RENDERED: MAY 20, 2022; 10:00 A.M. TO BE PUBLISHED
Commonwealth of Kentucky Court of Appeals
NO. 2020-CA-0475-MR
KENTUCKY RETIREMENT SYSTEMS APPELLANT
APPEAL FROM FRANKLIN CIRCUIT COURT v. HONORABLE PHILLIP J. SHEPHERD, JUDGE ACTION NO. 16-CI-01347
VICKIE WAGNER APPELLEE
OPINION AFFIRMING
** ** ** ** **
BEFORE: CLAYTON, CHIEF JUDGE; K. THOMPSON AND L. THOMPSON, JUDGES.

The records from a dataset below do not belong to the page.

PR #11313, opened 2026-06-04
NIFI-15989: Improve purge threshold time formatting

ohnoitsyou:
Update the purge threshold output to be more human readable.

Existing output will show the value in milliseconds which can be
  difficult to read quickly. Convert milliseconds to a `Duration` to get the
  threshold in a format like "30 days", "7 days 4 hours", etc.

# Summary
[NIFI-15989](https://issues.apache.org/jira/browse/NIFI-15989)

Specifically in WriteAheadStorePartition, the maintenance task outputs the threshold as a measure of milliseconds which can be difficult to parse quickly.

Pass the value of the field `olderThan` that's passed to `purgeOldEvents` through a new formatting function in `nifi-utils` to convert it into a words representation. e.g.:

* 2592000000 -> "30 days 0 hours 0 minutes 0 seconds 0 ns"
* 2592010000 -> "30 days 0 hours 0 minutes 10 seconds 0 ns"
* 3600000 -> "1 hour 0 minutes 0 seconds 0 ns"

# Tracking

### Issue Tracking

### Pull Request Tracking

### Pull Request Formatting

# Verification

### Build

  - [ ] JDK 21
  - [ ] JDK 25

### Licensing

### Documentation

### DIFF
--- a/nifi-commons/nifi-utils/src/main/java/org/apache/nifi/util/FormatUtils.java
+++ b/nifi-commons/nifi-utils/src/main/java/org/apache/nifi/util/FormatUtils.java
@@ -336,19 +336,19 @@ public class FormatUtils {
         final List<String> parts = new ArrayList<>();
 
         if (days > 0) {
-            parts.add(days + (days == 1 ? " day" : " days"));
+            parts.add(days + "d");
         }
         if (hours > 0 || !parts.isEmpty()) {
-            parts.add(hours + (hours == 1 ? " hour" : " hours"));
+            parts.add(hours + "h");
         }
         if (minutes > 0 || !parts.isEmpty()) {
-            parts.add(minutes + (minutes == 1 ? " minute" : " minutes"));
+            parts.add(minutes + "m");
         }
         if (seconds > 0 || !parts.isEmpty()) {
-            parts.add(seconds + (seconds == 1 ? " second" : " seconds"));
+            parts.add(seconds + "s");
         }
         if (nanos > 0 || !parts.isEmpty()) {
-            parts.add(nanos + " ns");
+            parts.add(nanos + "ns");
         }
 
         return String.join(" ", parts);
--- a/nifi-commons/nifi-utils/src/main/java/org/apache/nifi/util/FormatUtils.java
+++ b/nifi-commons/nifi-utils/src/main/java/org/apache/nifi/util/FormatUtils.java
@@ -20,6 +20,7 @@ import org.apache.nifi.processor.DataUnit;
 import org.apache.nifi.time.DurationFormat;
 
 import java.text.NumberFormat;
+import java.time.Duration;
 import java.time.Instant;
 import java.time.LocalDateTime;
 import java.time.OffsetDateTime;
@@ -28,8 +29,12 @@ import java.time.ZoneOffset;
 import java.time.format.DateTimeFormatter;
 import java.time.format.DateTimeFormatterBuilder;
 import java.time.temporal.ChronoField;
+import java.time.temporal.ChronoUnit;
 import java.time.temporal.TemporalAccessor;
 import java.time.temporal.TemporalQueries;
+import java.time.temporal.TemporalUnit;
+import java.util.ArrayList;
+import java.util.List;
 import java.util.Locale;
 import java.util.concurrent.TimeUnit;
 import java.util.regex.Pattern;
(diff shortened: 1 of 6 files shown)


exceptionfactory (changes requested):
Thanks for proposing this improvement @ohnoitsyou.

Although other modules include the `commons-lang3` dependency, introducing this dependency for the sole purpose of improving the logging message does not seem worth the addition.

ohnoitsyou:
I had considered adding a function to the FormatUtils located in commons. Unfortunately it also doesn't have lang3 in it, but it would centralize the functionality.

The end user this request came from only mentioned this particular log. I'm sure there are other places it would make sense to have a log message formatted in this way.

exceptionfactory:
In relation to log formatting, additional dependencies should be avoided.

There is certainly a balance to strike between readability and consistency, but in this case, the log message already includes the number of units, which also makes it more consistent for potential parsing.

With that background, this doesn't seem like a good candidate for changing.

dan-s1:
@exceptionfactory Could the `org.apache.nifi.time.DurationFormat `found in the nifi-api be used for this? Or does this also have the limitation that the nifi-api is not currently a dependency?

ohnoitsyou:
@dan-s1 Unfortunately `DurationFormat` doesn't include a string based output.

dan-s1:
> @dan-s1 Unfortunately `DurationFormat` doesn't include a string based output.

Yeah I realize. I thought it might have been included as a dependency and you would have to still add some code to produce a string output.

ohnoitsyou:
@exceptionfactory If we still wanted to pursue something like this where the message is more expressive about the time frame, is there something you might suggest?

Obviously this in a single place doesn't make a huge impact, but I bet if I did some digging I could find lots of places where having a large number of millis formatted in words would improve readability.

mosermw:
@ohnoitsyou I think it would be acceptable to have a new method in the nifi-utils.jar FormatUtils class that does this.  Perhaps named `formatTimeDuration`, it would produce a String containing the largest "whole number with TimeUnit" that a duration fits in.  It's a concept similar to the existing FormatUtils `formatDataSize` method.

To get an idea how to implement it, check out the nifi-api DurationFormat class.  It has some private methods that do something similar.

exceptionfactory:
Just a caution on adding some new method, although it might be useful, I'm not sure it would make sense to change log messages. It might in very specific cases, but it would be a case-by-case question.

mosermw:
If this specific log message should not be changed, then we should close this PR.  However, I will say that I have also wondered if this specific log message could be improved to make it more human readable.

exceptionfactory:
Taking a fresh look at this, I could see adjusting the log message to include both the original number and units, plus something descriptive, immediately after, in parentheses. This kind of approach is similar to displaying seconds and nanoseconds on application startup. That would still require a new method in `nifi-utils`, but I could see that as a way forward.

ohnoitsyou:
@exceptionfactory @mosermw I took a stab at implementing a duration to words function in nifi-utils.

I also converted the `EventStorePartition` interface from from `TimeUnit` to `ChronoUnit` partly because `ChronoUnit` is part of the `java.util.temporal` package vs `java.util.concurrent` and it felt more appropriate for dealing with time. If that's not OK, I can go back.

ohnoitsyou:
@exceptionfactory Not to bug too much, but if this could be reviewed, I found a place where the formatting function would be useful in another related class and I'd like to take advantage of it.

nifi-commons/nifi-utils/src/main/java/org/apache/nifi/util/FormatUtils.java
```diff
@@ -298,4 +303,54 @@ public static Instant parseToInstant(final DateTimeFormatter formatter, final St
...
+     * Format a value of ChronoUnit into a word representation.
+     * Does not handle estimated ChronoUnit values.
+     * For anything greater than {@link ChronoUnit#DAYS}, use {@link #formatDurationToWords(Duration)}.
+     *
+     * @param value the number of the given {@link ChronoUnit} to measure
+     * @param unit {@link ChronoUnit} that the value represents
+     * @return String representation of the given value and unit
+     * @throws UnsupportedTemporalTypeException if the unit is not supported ({@link ChronoUnit#isDurationEstimated()} == true)
+     */
+    public static String formatDurationToWords(long value, ChronoUnit unit) throws UnsupportedTemporalTypeException {
```
exceptionfactory: The arguments should have the `final` keyword.

nifi-commons/nifi-utils/src/main/java/org/apache/nifi/util/FormatUtils.java
```diff
@@ -298,4 +303,54 @@ public static Instant parseToInstant(final DateTimeFormatter formatter, final St
...
+     * @return String representation of the given duration
+     */
+    public static String formatDurationToWords(Duration source) {
+        long days = source.toDaysPart();
+        long hours = source.toHoursPart();
+        long minutes = source.toMinutesPart();
+        int seconds = source.toSecondsPart();
+        int nanos = source.toNanosPart();
+
+        List<String> parts = new ArrayList<>();
```
exceptionfactory: The `final` keyword should be used across this method.

exceptionfactory (changes requested):
Thanks for continuing the work on this @ohnoitsyou. The new format methods look good in general, I noted a few stylistic recommendations, but this looks close to completion.

ohnoitsyou:
@exceptionfactory Got those updated. If I could get the workflows approved, hopefully we can push this over the finish line.

exceptionfactory (commented):
Thanks for the work on this @ohnoitsyou. It looks close to completion, just one general question on formatting.

The spelled out words make the description rather long (`1 day 2 hours 10 minutes`). What do you think about just using single letters like `1d 2h 10m 30s 100ns`? It is still readable, but less verbose, and doesn't need the pluralization.

exceptionfactory:
The other approach would be to implement some kind of rounding to the greatest two units (days and hours, hours and minutes, etc), but the single-letter abbreviation might be a way to keep the precision with readability.

ohnoitsyou:
Personally, I'd rather abbreviate and be more precise than truncate data. It's still readable while being concise.

Edit: that is to say, I'm good with the change.

exceptionfactory:
> Personally, I'd rather abbreviate and be more precise than truncate data. It's still readable while being concise.
> 
> Edit: that is to say, I'm good with the change.

Thanks, if you like the abbreviation approach, that sounds good to me.

ohnoitsyou:
@exceptionfactory Pushed that change, builds on my end. If you could approve the workflows, that'd be appreciated. Trying to keep it up-to-date with main

exceptionfactory:
Thanks @ohnoitsyou, the latest set of changes look good. I rebased the branch and plan to merge on successful build completion

exceptionfactory (approved):
Thanks for working through this and moving it to completion @ohnoitsyou! +1 merging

THOMPSON, K., JUDGE: The Kentucky Retirement Systems (Systems) appeals
from the Franklin Circuit Court’s opinion and order which determined that Vickie
Wagner would not have to repay retirement benefits from the Systems for being
employed by a participating agency within three months of her retirement, where
her employment did not entitle her to any retirement benefits. We agree with the circuit court that any other outcome would be absurd as Wagner’s continuing
employment was extremely limited, did not entitle her to any retirement benefits,
and only resulted in de minimis wages. We further conclude that such a result
would not achieve the purpose or intent of the “double dipping” provision of
Kentucky Revised Statutes (KRS) 61.637(17)(a). Accordingly, we affirm.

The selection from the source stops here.